**ACTIVITY**
Scan the entries for "class". Every line that holds it is to be copied.

Stored data
------------

PR #200, opened 2020-07-20
Add links to source code on github to API docs

mschmidt87:
This PR adds links to the source code to the API docs in the documentation.

To achieve, we:
- add linkcode extension of sphinx
- add linkcode_resolve function from numpy docs (see https://github.com/numpy/numpy/blob/a0028bca0117874606bce99261d978df8d3f6610/doc/source/conf.py#L332)

### DIFF
--- a/docs/conf.py
+++ b/docs/conf.py
@@ -10,6 +10,8 @@
 # add these directories to sys.path here. If the directory is relative to the
 # documentation root, use os.path.abspath to make it absolute, like shown here.
 #
+import cgp
+import inspect
 import os
 import sys
 import msmb_theme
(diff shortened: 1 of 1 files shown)


docs/conf.py
```diff
@@ -63,3 +70,54 @@
     "examples_dirs": "../examples",  # path to your example scripts
     "gallery_dirs": "auto_examples",  # path to where to save gallery generated output
 }
+
+
+def linkcode_resolve(domain, info):
```
jakobj, line 75: maybe add reference to original implementation here?

mschmidt87: yes, thanks, added it.

Issue #196, opened 2020-07-20
Investigate moving `determine_alternative_permissible_values` function for genes to `__init__` of `Genome`.


mschmidt87:
In the implementation introduced in #180 , we check for alternative permissible values for each gene every time we call the mutate method. This is wasteful since we can just do this once in the `__init__` of `Genome` and store the results in a data structure.

This ticket is therefore about investigating this and implementing the change if deemed feasible.

HenrikMettler:
As a side note: We can not directly initialize the alternative permissible value, but only all permissible values for a gene, since the former depends on the current allele (basically: `alternative_permissible_values = all_permissible_values \ {current_value}`)

jakobj:
for completeness i'm quoting from #180 
> this might save quite some computation time at the expense of increased memory usage and slower instantiation of Genome objects. as always, the root of all evil is premature optimization, so i wouldn't implement this without profiling and finding that this is indeed a bottleneck. maybe a more lightweight compromise would be some kind of memoization, e.g., decorating the function determining all permissible values with the lru cache decorator.

mschmidt87:
Given that the memory footprint of the data structure to be stored is probably very small, and that the function determining all permissible value is always called with the same argument (the configuration of the dna, if it it determine *all* permissible value as suggested by @HenrikMettler above), I think that memoization is not a good alternative.

Issue #158, opened 2020-06-24
Change `Genome.dna` from List[int] to numpy.ndarray


jakobj:
The dna list has homogeneous types (all entries are integers), so we might as well use a numpy array to store its contents. For example this would make operations on the whole dna, e.g., as suggested in #157, faster.

jakobj:
i think as we make this change we can also change from a one-dimensional representation with our custom access functions to a three-dimensional structure with (rows, cols, genes) dimensions. i think this would simplify the implementation significantly. however, we'd need to think a bit about how to treat input/output nodes as their number might exceed the row count.

HenrikMettler:
You can assign me, if you want. Imo there are 3 options: 

- Do a 2 dim array: `n_unit x n_genes_per_unit` this has the disadvantage that `levels-back` is more complex to apply
- split the Dna into 3 arrays: 1 for the inputs (`n_inputs x 1 x n_genes`), 1 for the hidden (`n_rows x n_cols x n_genes)` 1 for the output (`1,1,n_genes`) - apart from the obvious disadvantages, this would have the advantage that we could also change the arity of input and output since they are seperate
- fill inputs and outputs with Nan values to match the dimensionality

jakobj:
good suggestions! this is not as easy as i thought as the number of inputs, rows, and outputs can differ, so a 2d array would always have regions that are not used, as you also observe. maybe we should rethink the benefits of changing the representation of the dna. what would we gain over the current implementation by either of the three options?

HenrikMettler:
I guess I am not telling any news that the theoretical benefits are less memory and faster compute (see eg: https://www.geeksforgeeks.org/python-lists-vs-numpy-arrays/). 
But in practical if I am not mistaking only few things happen with the dna per individual per generation: Evaluation to a function (learning-rule) and replacement of some values in mutation. I don't think that in any practical use case this is computationally expensive compared to the fitness evaluation. So in essence i don't think the benefits would be large

mschmidt87:
I think that one advantage of a representation as a multi-dimensional array would be that a lot of our code becomes easier. Especially the [`iter_input_regions`](https://github.com/Happy-Algorithms-League/hal-cgp/blob/master/cgp/genome.py#L277), and other iterators become easier because we don't have to do this complicated indexing of the 1-d data structure.

mschmidt87:
Any opinions here?

jakobj:
[...]

PR #201, opened 2020-07-21
Permissible values per gene in initialization of genome

HenrikMettler:
Determine permissible values per gene in initialization of genome. Addresses #196. 
I was not sure which of the `determine_permissible_value_xxx` functions should be private. And please tell me whether you think testing with the permissible values for a single genome is sufficient.

### DIFF
--- a/cgp/genome.py
+++ b/cgp/genome.py
@@ -90,6 +90,9 @@ class Genome:
         # dictionary to store values of Parameter nodes
         self._parameter_names_to_values: Dict[str, float] = {}
 
+        # list of permissible values for every gene
+        self._permissible_values: List[np.ndarray] = self.determine_permissible_values()
+
     def __getitem__(self, key: int) -> int:
         if self.dna is None:
             raise RuntimeError("dna not initialized")
@@ -133,6 +136,70 @@ class Genome:
         s = s[:-3]
         s += ")"
         return s
+
+    def determine_permissible_values_per_gene(self, gene_idx: int) -> np.ndarray:
+        region_idx = gene_idx // self._length_per_region
+
+        if self._is_input_region(region_idx):
+            return self._determine_permissible_values_input_region(gene_idx)
+
+        elif self._is_hidden_region(region_idx):
+            return self._determine_permissible_values_hidden_region(gene_idx, region_idx)
+
+        elif self._is_output_region(region_idx):
+            return self._determine_permissible_values_output_region(gene_idx)
+
+        else:
+            assert False  # should never be reached
+
+    def determine_permissible_values(self) -> List[np.ndarray]:
+        """Determine permissible values for every gene.
+
+        Parameters
+        ----------
+        None
+
+        Returns
+        ----------
+        permissible_values
+            List[numpy.ndarray]: List of permissible values for every gene
+        """
+        permissible_values: List[np.ndarray] = []
+        for gene_idx in range(self._n_genes):
+            permissible_values_per_gene = self.determine_permissible_values_per_gene(gene_idx)
+            permissible_values.append(permissible_values_per_gene)
+        return permissible_values
+
+    def _determine_permissible_values_input_region(self, gene_idx: int,) -> np.ndarray:
+
+        if self._is_function_gene(gene_idx):
+            return np.array(self._id_input_node)
+        else:
+            return np.array(self._id_unused_gene)
+
+    def _determine_permissible_values_hidden_region(
+        self, gene_idx: int, region_idx: int
+    ) -> np.ndarray:
+
+        if self._is_function_gene(gene_idx):
+            return np.arange(len(self._primitives._primitives))
+
+        elif self._is_hidden_input_gene(gene_idx, region_idx):
+            return np.array(self._permissible_inputs(region_idx))
+
+        else:
+            assert False  # should never be reached
+
+    def _determine_permissible_values_output_region(self, gene_idx: int,) -> np.ndarray:
+
+        if self._is_function_gene(gene_idx):
+            return np.array(self._id_output_node)
+        else:
+            input_index = gene_idx % self._length_per_region - 1
+            if input_index == 0:
+                return np.array(self._permissible_inputs_for_output_region())
+            else:
+                return np.array(self._id_unused_gene)
 
     def _create_input_region(self) -> List[int]:
 
@@ -399,64 +466,18 @@ class Genome:
 
             region_idx = gene_idx // self._length_per_region
 
-            permissible_values = self._determine_alternative_permissible_values(
-                gene_idx, allele, region_idx
-            )
-            if len(permissible_values) > 0:
+            permissible_values = self._permissible_values[gene_idx]
+            permissible_alternative_values = permissible_values[permissible_values != allele]
 
-                dna[gene_idx] = rng.choice(permissible_values)
+            if len(permissible_alternative_values) > 0:
+
+                dna[gene_idx] = rng.choice(permissible_alternative_values)
                 silent = region_idx not in active_regions
 
                 only_silent_mutations = only_silent_mutations and silent
 
         self.dna = dna
         return only_silent_mutations
-
-    def _determine_alternative_permissible_values(
-        self, gene_idx: int, allele: int, region_idx: int
-    ) -> List[int]:
-
-        if self._is_input_region(region_idx):
-            return []  # genes in input regions have no alternative permissible values
-
-        elif self._is_hidden_region(region_idx):
-            return self._determine_alternative_permissible_values_hidden_gene(
-                gene_idx, allele, region_idx
-            )
-
-        elif self._is_output_region(region_idx):
-            return self._determine_alternative_permissible_values_output_gene(gene_idx, allele)
-
-        else:
-            assert False  # should never be reached
-
-    def _determine_alternative_permissible_values_hidden_gene(
-        self, gene_idx: int, allele: int, region_idx: int
-    ) -> List[int]:
-        if self._is_function_gene(gene_idx):
-            permissible_values = list(np.arange(len(self._primitives._primitives)))
-
-        elif self._is_hidden_input_gene(gene_idx, region_idx):
-            permissible_values = self._permissible_inputs(region_idx)
-
-        else:
-            assert False
-        permissible_values.remove(allele)
-        return permissible_values
-
-    def _determine_alternative_permissible_values_output_gene(
-        self, gene_idx: int, allele: int
-    ) -> List[int]:
-        input_index = (
-            gene_idx % self._length_per_region
-        )  # assumes that the second gene in all output regions is the index of the input
-        if input_index == 1:
-            permissible_values = self._permissible_inputs_for_output_region()
-            permissible_values.remove(allele)
-        else:
-            permissible_values = []
-
-        return permissible_values
 
     @property
     def primitives(self) -> Primitives:
--- a/test/test_genome.py
+++ b/test/test_genome.py
@@ -476,76 +476,61 @@ def test_only_silent_mutations(genome_params, mutation_rate, rng_seed):
     assert not only_silent_mutations
 
 
-def test_permissible_values_hidden(rng_seed):
-    genome_params = {
-        "n_inputs": 2,
-        "n_outputs": 1,
-        "n_columns": 3,
-        "n_rows": 3,
-        "levels_back": 2,
-        "primitives": (cgp.Add, cgp.Sub, cgp.ConstantFloat),
-    }
+def test_permissible_values(genome_params):
+    n_inputs = 2
+    n_outputs = 1
+    n_columns = 3
+    n_rows = 3
+    levels_back = 2
+    primitives = (cgp.Add, cgp.Sub, cgp.ConstantFloat)
+    genome = cgp.Genome(n_inputs, n_outputs, n_columns, n_rows, levels_back, primitives)
 
-    genome = cgp.Genome(**genome_params)
+    permissible_function_gene_values = np.arange(len(genome._primitives._primitives))
+    permissible_inputs_first_internal_column = np.array([0, 1])
+    permissible_inputs_second_internal_column = np.array([0, 1, 2, 3, 4])
+    permissible_inputs_third_internal_column = np.array([0, 1, 2, 3, 4, 5, 6, 7])
+    permissible_inputs_output_gene = np.array([0, 1, 2, 3, 4, 5, 6, 7, 8, 9, 10])
 
-    # test function gene
-    gene_idx = 6  # function gene of first hidden region
-    allele = 0  #
-    region_idx = None  # can be any number, since not touched for function gene
-    permissible_func_gene_values = genome._determine_alternative_permissible_values_hidden_gene(
-        gene_idx, allele, region_idx
-    )
-    assert permissible_func_gene_values == [
-        1,
-        2,
-    ]  # function idx 1,2 (cgp.Sub, cgp.ConstantFloat)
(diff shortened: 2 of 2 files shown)


HenrikMettler:
Looking at the discussion in #158 i realized that `permissible_values_per_gene` should rather be a numpy array than a list (and therefore `permissible_values` a list of numpy array. I will address this with a new commit.

cgp/genome.py
```diff
@@ -134,6 +137,78 @@ def __repr__(self) -> str:
...
+            permissible_values = np.arange(len(self._primitives._primitives))
+
+        elif self._is_hidden_input_gene(gene_idx, region_idx):
+            permissible_values = np.array(self._permissible_inputs(region_idx))
+
+        else:
+            assert False
+        return permissible_values
+
+    def _determine_permissible_values_output_gene(self, gene_idx: int,) -> List[int]:
```
mschmidt87, line 199: The type annotation for the return value should be `np.array`, I think?

test/test_genome.py
```diff
@@ -476,76 +476,48 @@ def select_gene_indices_non_silent(mutation_rate, rng):
...
+    permissible_values_expected = [
+        np.array(ID_INPUT_NODE),
+        np.array(ID_NON_CODING_GENE),
+        np.array(ID_NON_CODING_GENE),
+        np.array(ID_INPUT_NODE),
+        np.array(ID_NON_CODING_GENE),
+        np.array(ID_NON_CODING_GENE),
+        np.arange(len(genome._primitives._primitives)),
+        np.array([0, 1]),
+        np.array([0, 1]),
```
mschmidt87, line 490: Can you define some variable that represents `np.array([0,1])` etc. here so that you don't need to repeat this expression so many times? Ideally with a meaningful name that explains why the permissible values are 0,1 here, (and 0,1,2,3,4 elsewhere etc.).

cgp/genome.py
HenrikMettler: Yes, thanks!

test/test_genome.py
HenrikMettler: I tried to add meaningful names in the latest commit, please tell me if they are ok. Also i moved the genome params inside the function, since the permissible_values_expected depend strongly on the specific values.

cgp/genome.py
```diff
@@ -90,6 +90,9 @@ def __init__(
         # dictionary to store values of Parameter nodes
         self._parameter_names_to_values: Dict[str, float] = {}
 
+        # list of permissible values for every gene
+        self._permissible_values = self.determine_permissible_values()
```
jakobj, line 94:
```suggestion
        self._permissible_values: List[np.ndarray] = self.determine_permissible_values()
```

cgp/genome.py
```diff
@@ -134,6 +137,78 @@ def __repr__(self) -> str:
...
+        """Determine permissible values for every gene.
+
+        Parameters
+        ----------
+        None
+
+        Returns
+        ----------
+        permissible_values
+            List[numpy array]: List of numpy arrays over permissible values for every gene
```
jakobj, line 164:
```suggestion
            List[numpy.ndarray]: List of permissible values for every gene
```

cgp/genome.py
```diff
@@ -134,6 +137,78 @@ def __repr__(self) -> str:
...
+        """
+        permissible_values = []
```
jakobj, line 166:
```suggestion
        permissible_values: List[np.ndarray] = []
```

cgp/genome.py
```diff
@@ -134,6 +137,78 @@ def __repr__(self) -> str:
...
+            permissible_values_per_gene = self.determine_permissible_value_per_gene(
+                gene_idx, region_idx
+            )
+            permissible_values.append(permissible_values_per_gene)
+        return permissible_values
+
+    def _determine_permissible_values_input_gene(self, gene_idx: int, region_idx: int) -> np.array:
+
+        if region_idx == 0:
+            region_idx += self._length_per_region  # avoid issues with x % 0
```
jakobj, line 178: hmm, what does this block do?

cgp/genome.py
```diff
@@ -134,6 +137,78 @@ def __repr__(self) -> str:
         s += ")"
         return s
 
+    def determine_permissible_value_per_gene(self, gene_idx: int, region_idx: int) -> np.array:
+
+        if self._is_input_region(region_idx):
+            return self._determine_permissible_values_input_gene(gene_idx, region_idx)
```
jakobj, line 143:
```suggestion
            return self._determine_permissible_values_input_region(gene_idx, region_idx)
```

cgp/genome.py
```diff
@@ -134,6 +137,78 @@ def __repr__(self) -> str:
...
+
+        elif self._is_hidden_region(region_idx):
+            return self._determine_permissible_values_hidden_gene(gene_idx, region_idx)
```
jakobj, line 146:
```suggestion
            return self._determine_permissible_values_hidden_region(gene_idx, region_idx)
```

cgp/genome.py
```diff
@@ -134,6 +137,78 @@ def __repr__(self) -> str:
...
+
+        elif self._is_output_region(region_idx):
+            return self._determine_permissible_values_output_gene(gene_idx)
```
jakobj, line 149:
```suggestion
            return self._determine_permissible_values_output_region(gene_idx)
```

cgp/genome.py
jakobj: could you also further specify the type, e.g., `List[np.ndarray[int]]`?

cgp/genome.py
```diff
@@ -134,6 +137,78 @@ def __repr__(self) -> str:
...
+            return np.array(self._id_input_node)
+        else:
+            return np.array(self._id_unused_gene)
+
+    def _determine_permissible_values_hidden_gene(
+        self, gene_idx: int, region_idx: int
+    ) -> np.array:
+
+        if self._is_function_gene(gene_idx):
+            permissible_values = np.arange(len(self._primitives._primitives))
```
jakobj, line 190:
```suggestion
            return np.arange(len(self._primitives._primitives))
```

cgp/genome.py
```diff
@@ -134,6 +137,78 @@ def __repr__(self) -> str:
...
+
+        elif self._is_hidden_input_gene(gene_idx, region_idx):
+            permissible_values = np.array(self._permissible_inputs(region_idx))
```
jakobj, line 193:
```suggestion
            return np.array(self._permissible_inputs(region_idx))
```

cgp/genome.py
```diff
@@ -134,6 +137,78 @@ def __repr__(self) -> str:
...
+
+        else:
+            assert False
+        return permissible_values
```
jakobj, line 197:
```suggestion
            assert False  # should never be reached
```

cgp/genome.py
```diff
@@ -134,6 +137,78 @@ def __repr__(self) -> str:
...
+
+    def _determine_permissible_values_output_gene(self, gene_idx: int,) -> np.array:
+        input_index = (
+            gene_idx % self._length_per_region
+        )  # assumes that the second gene in all output regions is the index of the input
+        if input_index == 0:
+            permissible_values = np.array(self._id_output_node)
+        elif input_index == 1:
+            permissible_values = np.array(self._permissible_inputs_for_output_region())
```
jakobj, line 206:
```suggestion
            return np.array(self._permissible_inputs_for_output_region())
```
always return early when possible ;)

cgp/genome.py
```diff
@@ -134,6 +137,78 @@ def __repr__(self) -> str:
...
+        else:
+            permissible_values = np.array(self._id_unused_gene)
+
+        return permissible_values
```
jakobj, line 210:
```suggestion
```

cgp/genome.py
```diff
@@ -399,65 +474,19 @@ def mutate(self, mutation_rate: float, rng: np.random.RandomState):
 
             region_idx = gene_idx // self._length_per_region
 
-            permissible_values = self._determine_alternative_permissible_values(
-                gene_idx, allele, region_idx
-            )
-            if len(permissible_values) > 0:
+            permissible_values = self._permissible_values[gene_idx]
+            permissible_alternative_values = permissible_values[permissible_values != allele]
```
jakobj, line 478: nice one! :1st_place_medal:

test/test_genome.py
```diff
@@ -476,76 +476,61 @@ def select_gene_indices_non_silent(mutation_rate, rng):
...
+    genome = cgp.Genome(n_inputs, n_outputs, n_columns, n_rows, levels_back, primitives)
+
+    permissible_function_gene_values = np.arange(len(genome._primitives._primitives))
+    permissible_inputs_first_internal_column = np.array([0, 1])
+    permissible_inputs_second_internal_column = np.array([0, 1, 2, 3, 4])
+    permissible_inputs_third_internal_column = np.array([0, 1, 2, 3, 4, 5, 6, 7])
+    permissible_inputs_output_gene = np.array([0, 1, 2, 3, 4, 5, 6, 7, 8, 9, 10])
+
+    permissible_values_expected = [
+        np.array(ID_INPUT_NODE),
```
jakobj, line 495: wow :rocket:

cgp/genome.py
HenrikMettler: Below (line 180) i check whether it is the first gene in the region: 
```python
 if gene_idx % (region_idx * self._length_per_region) == 0:

```
and the % operator can not be used with `region_idx = 0`. Therefore I pretend I am at unit 1 instead of at unit 0. (it is a bit a dirty hack i know, but i did for the lack of a better idea)

cgp/genome.py
HenrikMettler: :blush:

cgp/genome.py
mschmidt87: I think that `np.ndarray[int]` is not a valid type hint. There is the `nptyping` package which supposedly achieves such functionality but I think this is a bit of an overkill here.

cgp/genome.py
```diff
@@ -134,6 +137,77 @@ def __repr__(self) -> str:
         s += ")"
         return s
 
+    def determine_permissible_value_per_gene(self, gene_idx: int, region_idx: int) -> np.array:
```
mschmidt87, line 140:
```suggestion
    def determine_permissible_value_per_gene(self, gene_idx: int, region_idx: int) -> np.ndarray:
```

mschmidt87: Sorry, on 2nd thought, I think the type hint for the array should be like this.

mschmidt87: same for all other type hints.

cgp/genome.py
```diff
@@ -134,6 +137,77 @@ def __repr__(self) -> str:
...
+        elif self._is_hidden_region(region_idx):
+            return self._determine_permissible_values_hidden_region(gene_idx, region_idx)
+
+        elif self._is_output_region(region_idx):
+            return self._determine_permissible_values_output_region(gene_idx)
+
+        else:
+            assert False  # should never be reached
+
+    def determine_permissible_values(self) -> List[np.array]:
```
mschmidt87, line 154:
```suggestion
    def determine_permissible_values(self) -> List[np.ndarray]:
```

cgp/genome.py
```diff
@@ -134,6 +137,77 @@ def __repr__(self) -> str:
...
+            region_idx = gene_idx // self._length_per_region
+            permissible_values_per_gene = self.determine_permissible_value_per_gene(
+                gene_idx, region_idx
+            )
+            permissible_values.append(permissible_values_per_gene)
+        return permissible_values
+
+    def _determine_permissible_values_input_region(
+        self, gene_idx: int, region_idx: int
+    ) -> np.array:
```
mschmidt87, line 177:
```suggestion
    ) -> np.ndarray:
```

cgp/genome.py
```diff
@@ -134,6 +137,77 @@ def __repr__(self) -> str:
...
+            region_idx += self._length_per_region  # avoid issues with x % 0
+
+        if gene_idx % (region_idx * self._length_per_region) == 0:
+            return np.array(self._id_input_node)
+        else:
+            return np.array(self._id_unused_gene)
+
+    def _determine_permissible_values_hidden_region(
+        self, gene_idx: int, region_idx: int
+    ) -> np.array:
```
mschmidt87, line 189:
```suggestion
    ) -> np.ndarray:
```

cgp/genome.py
```diff
@@ -134,6 +137,77 @@ def __repr__(self) -> str:
...
+        if self._is_function_gene(gene_idx):
+            return np.arange(len(self._primitives._primitives))
+
+        elif self._is_hidden_input_gene(gene_idx, region_idx):
+            return np.array(self._permissible_inputs(region_idx))
+
+        else:
+            assert False  # should never be reached
+
+    def _determine_permissible_values_output_region(self, gene_idx: int,) -> np.array:
```
mschmidt87, line 200:
```suggestion
    def _determine_permissible_values_output_region(self, gene_idx: int,) -> np.ndarray:
```

cgp/genome.py
```diff
@@ -90,6 +90,9 @@ def __init__(
         # dictionary to store values of Parameter nodes
         self._parameter_names_to_values: Dict[str, float] = {}
 
+        # list of permissible values for every gene
+        self._permissible_values: List[np.ndarray[int]] = self.determine_permissible_values()
```
mschmidt87, line 94: I think the `np.ndarray[int]` is not a valid type hint. However, `mypy` anyway ignores all numpy type hints, because numpy isn't type annotated, so this does not lead to a problem.

To be consistent with the other hints, I'd recommend to remove the `[int]` here.

cgp/genome.py
jakobj: ah, i see. i would remove this and adjust the if statement below like such:
```python
 if gene_idx % (max(1, region_idx) * self._length_per_region) == 0:
```
but that's just a personal preference. either way it needs to be clearly documented :)

jakobj: ah, there's actually a function for this: `self._is_function_gene(gene_idx)` should do the trick. please also fix this in the other `if`s

cgp/genome.py
```diff
@@ -134,6 +137,72 @@ def __repr__(self) -> str:
...
+    def _determine_permissible_values_output_region(self, gene_idx: int,) -> np.ndarray:
+        input_index = (
+            gene_idx % self._length_per_region
+        )  # assumes that the second gene in all output regions is the index of the input
+        if input_index == 0:
+            return np.array(self._id_output_node)
+        elif input_index == 1:
+            return np.array(self._permissible_inputs_for_output_region())
+        else:
+            return np.array(self._id_unused_gene)
```
jakobj, line 204:
```suggestion
        if self._is_function_gene(gene_idx):
            return np.array(self._id_output_node)
        else:
            input_index = gene_idx % self._length_per_region - 1
            if input_index == 0:
                return np.array(self._permissible_inputs_for_output_region())
            else:
                return np.array(self._id_unused_gene)
```

cgp/genome.py
```diff
@@ -134,6 +137,72 @@ def __repr__(self) -> str:
         s += ")"
         return s
 
+    def determine_permissible_value_per_gene(self, gene_idx: int, region_idx: int) -> np.ndarray:
```
jakobj, line 140:
```suggestion
    def determine_permissible_values_per_gene(self, gene_idx: int, region_idx: int) -> np.ndarray:
```

HenrikMettler:
done @jakobj

jakobj:
thanks! and merging :)

PR #204, opened 2020-07-23
Fix reproducability in mountain_car example

### LINKED ISSUE #202: Mountain car example is not deterministic
Running the mountain_car example twice in a row yields different results:
mountain_car

In addition, I also observed runs where the environment was not solved by the found champion.

I think the example should behave deterministic, so we should fix this.

HenrikMettler:
Done by setting the seed before sampling observations. Not done for the visualization of the champion in the end. Closes #202

### DIFF
--- a/examples/example_mountain_car.py
+++ b/examples/example_mountain_car.py
@@ -61,8 +61,8 @@ def inner_objective(f, seed, n_total_steps, *, render):
 
     env = gym.make("MountainCarContinuous-v0")
 
-    observation = env.reset()
     env.seed(seed)
+    observation = env.reset()
 
     cum_reward_all_episodes = []
     cum_reward_this_episode = 0


mschmidt87:
I can confirm that this change leads to reproducible behavior in the example.

However, with this seed, the environment is not solved (average reward over 100 consecutive trials 87.8 ) and the evolution finds a rather complicated solution. 
See this screenshot:
mc

Thus, we need to find another seed that leads to a better solution. @jakobj

jakobj:
> I can confirm that this change leads to reproducible solution finding in the example.
> However, two issues:
> 
>     * with this seed, the environment is not solved (average reward over 100 consecutive trials 87.8 ) and the evolution finds a rather complicated solution.

previously every individual had a different initial condition as the seed was only set after the first observation was sampled. this was not done on purpose, but it might be that it had a "regularization" effect that helped guide the search to good regions of the search space. one possibility to achieve this regularization while maintaining reproducibility would be, as always, to evaluate each solution on several different runs with different initial conditions. i will try and see whether this works.

> 
>     * when testing whether the solution solves the environment, the resulting average reward is slightly different between two consecutive runs (87.73259 vs. 87.73128). Why is that?

i think that also in that part of the code the call to `env.seed` should be before sample the first observation.

mschmidt87:
> previously every individual had a different initial condition as the seed was only set after the first observation was sampled. this was not done on purpose, but it might be that it had a "regularization" effect that helped guide the search to good regions of the search space. one possibility to achieve this regularization while maintaining reproducibility would be, as always, to evaluate each solution on several different runs with different initial conditions. i will try and see whether this works.

What you're saying, can make sense, but let me just add that in the example as it is on `master`, some runs yield low performance, so this "regularizing effect", if it exists, does not guarantee convergence to a good solution per se.

jakobj:
@HenrikMettler i've created a PR against your feature branch that contains some suggestions on how to improve this PR as that was easier than annotating the code on github or describing the changes in prose. please have a look and update this PR accordingly

jakobj:
closing in favor of #204 as suggested by @HenrikMettler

------------

**ANSWER TO THIS EXERCISE**
@@ -90,6 +90,9 @@ class Genome:
@@ -133,6 +136,70 @@ class Genome:
@@ -399,64 +466,18 @@ class Genome:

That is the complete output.